» TASK PROMPT
Starting at the line that holds "Deprecating custom caching" and stopping at the line that holds "a future release.", restate the records below word for word, with both of those lines included.

» Saved entries
>>>

PR #11597, opened 2022-06-30
Deprecate `conda.auxlib.decorators.memoize` in favor of `functools.lru_cache`

kenodegard:
### Description

Deprecating custom caching in favor of stdlib caching.

Notable observations:
1. `conda.auxlib.decorators.memoizedproperty` and `conda.auxlib.decorators.memoizemethod` implement a shared cache (shared within the object instance) which allows for the entire object's cache to be reset all at once (instead of individually per property/method as can be done with `lru_cache.cache_clear`). This makes it less straightforward to replace with `lru_cache` at this time.
2. `conda.exports.memoized` is yet another custom implementation of caching that is only still in use in `conda-build` and includes logic to skip caching when any of the arguments are unhashable. This will need to be addressed in `conda-build` separately.

### Checklist - did you ...

### DIFF
--- a/conda/auxlib/decorators.py
+++ b/conda/auxlib/decorators.py
@@ -50,9 +50,10 @@ def memoize(func):
     TypeError: Can't memoize a generator or non-hashable object!
     """
     warnings.warn(
-        "The `conda.auxlib.decorators.memoize` is pending deprecation and will be removed in a "
-        "future release. Please use `functools.lru_cache` instead.",
+        "The `conda.auxlib.decorators.memoize` decorator is pending deprecation and will be "
+        "removed in a future release. Please use `functools.lru_cache` instead.",
         PendingDeprecationWarning,
+        stacklevel=2,
     )
 
     func._result_cache = {}  # pylint: disable-msg=W0212
--- a/conda/auxlib/decorators.py
+++ b/conda/auxlib/decorators.py
@@ -4,6 +4,7 @@ try:
 except ImportError:
     from collections import Hashable
 from types import GeneratorType
+import warnings
 
 from .._vendor.six import wraps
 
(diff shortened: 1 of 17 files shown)


conda/exports.py
```diff
@@ -132,6 +135,12 @@ class memoized(object):  # pragma: no cover
     (not reevaluated).
     """
     def __init__(self, func):
+        warnings.warn(
+            "The `conda.exports.memoized` is pending deprecation and will be removed in a future "
+            "release. Please use `functools.lru_cache` instead.",
+            PendingDeprecationWarning,
```
jezdez, line 141: I'm wondering if it would be better to use a stacklevel of 2 here to make sure the deprecation warning shows up next to the code that uses the decorator than pointing to the implementation here.

```suggestion
            PendingDeprecationWarning, stacklevel=2
```

But OTOH I'm not sure how decorator initialization behaves in this case with the stack.

kenodegard: I don't think the `stacklevel` helps here. This is what I get without the `stacklevel` which correctly refers to `conda.exports` line 138:



And with `stacklevel` it refers to `stdin`:

jezdez: Ah, would you mind trying with a stacklevel of 1?

conda/auxlib/decorators.py
```diff
@@ -48,6 +49,12 @@ def memoize(func):
     Traceback (most recent call last):
     TypeError: Can't memoize a generator or non-hashable object!
     """
+    warnings.warn(
+        "The `conda.auxlib.decorators.memoize` is pending deprecation and will be removed in a "
+        "future release. Please use `functools.lru_cache` instead.",
```
jezdez, line 54:
```suggestion
        "The `conda.auxlib.decorators.memoize` decorator is pending deprecation and will be removed in a "
        "future release. Please use `functools.lru_cache` instead.",
```

jezdez (approved):

conda/exports.py
kenodegard: Wait, I think you're right and I'm wrong. We do want stacklevel 2 because we want the second case from above (not the first), we want the `<stdin>:2` file/line. We need users to see where _they_ have included `@memoized` not where `memoized` is defined in conda, right?

Issue #618, opened 2022-01-16
Very poor video when encoding webcam video with H264.


relent95:
When a sender encodes webcam video with H264, the decoded images on a receiver are very poor, as can be seen at the middle browser window in the following screenshot.
![aiortc_issue_618_example](https://user-images.githubusercontent.com/13058392/151338466-e5c97f66-288f-4296-9334-6f7d312af293.png)
The screen images were being fed into the v4l2 lookback device and two local server processes(webcam.py) were sending encoded video streams to the chrome browsers.
You can see an original video source on the left, a poor video on the middle and a normal video on the right.
The right one is from the server run with the fixed **aiortc.codecs.h264.H264Encoder**(It's mentioned at the end of the writing).

I tested with the official webcam.py example, patched like the following to enforce it uses H264 instead of VP8.
(add 3 lines before calling **pc.setRemoteDescription()**)
```
async def offer(request):
    ...
    from aiortc.codecs import get_capabilities
    caps = [c for c in get_capabilities('video').codecs if c.mimeType == 'video/H264']
    pc.addTransceiver('video', direction = 'recvonly').setCodecPreferences(caps)
    await pc.setRemoteDescription(offer)
```
I am using aiortc 1.2.1 and av 8.1.0 on Ubuntu 20.04.

I analyzed the problem.
In **aiortc.codecs.h264.H264Encoder._encode_frame()**, the **frame** argument was returned by an av decoder. So its picture type should be reset before sending to an av encoder.
I found a quick-and-dirty fix like the following.
(add 1 line before calling self.codec.encode())
```
    def _encode_frame(
        ...
        frame.pict_type = av.video.frame.PictureType.NONE
        for package in self.codec.encode(frame):
        ...
```

jlaine:
Could you please elaborate I'm not sure I understand?

relent95:
I will summarize the issue. The current H264Encoder implementation does not reset picture type of input frames before calling av.CodecContext.encode(), which causes a poor video on the receiving peer.
It's a poorly documented feature of the ffmpeg library. See this stackoverflow question.[https://stackoverflow.com/questions/19456745/libavcodec-libx264-do-not-produce-b-frames]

<<<

» RESPONSE BOX
Deprecating custom caching in favor of stdlib caching.

Notable observations:
1. `conda.auxlib.decorators.memoizedproperty` and `conda.auxlib.decorators.memoizemethod` implement a shared cache (shared within the object instance) which allows for the entire object's cache to be reset all at once (instead of individually per property/method as can be done with `lru_cache.cache_clear`). This makes it less straightforward to replace with `lru_cache` at this time.
2. `conda.exports.memoized` is yet another custom implementation of caching that is only still in use in `conda-build` and includes logic to skip caching when any of the arguments are unhashable. This will need to be addressed in `conda-build` separately.

### Checklist - did you ...

### DIFF
--- a/conda/auxlib/decorators.py
+++ b/conda/auxlib/decorators.py
@@ -50,9 +50,10 @@ def memoize(func):
     TypeError: Can't memoize a generator or non-hashable object!
     """
     warnings.warn(
-        "The `conda.auxlib.decorators.memoize` is pending deprecation and will be removed in a "
-        "future release. Please use `functools.lru_cache` instead.",
+        "The `conda.auxlib.decorators.memoize` decorator is pending deprecation and will be "
+        "removed in a future release. Please use `functools.lru_cache` instead.",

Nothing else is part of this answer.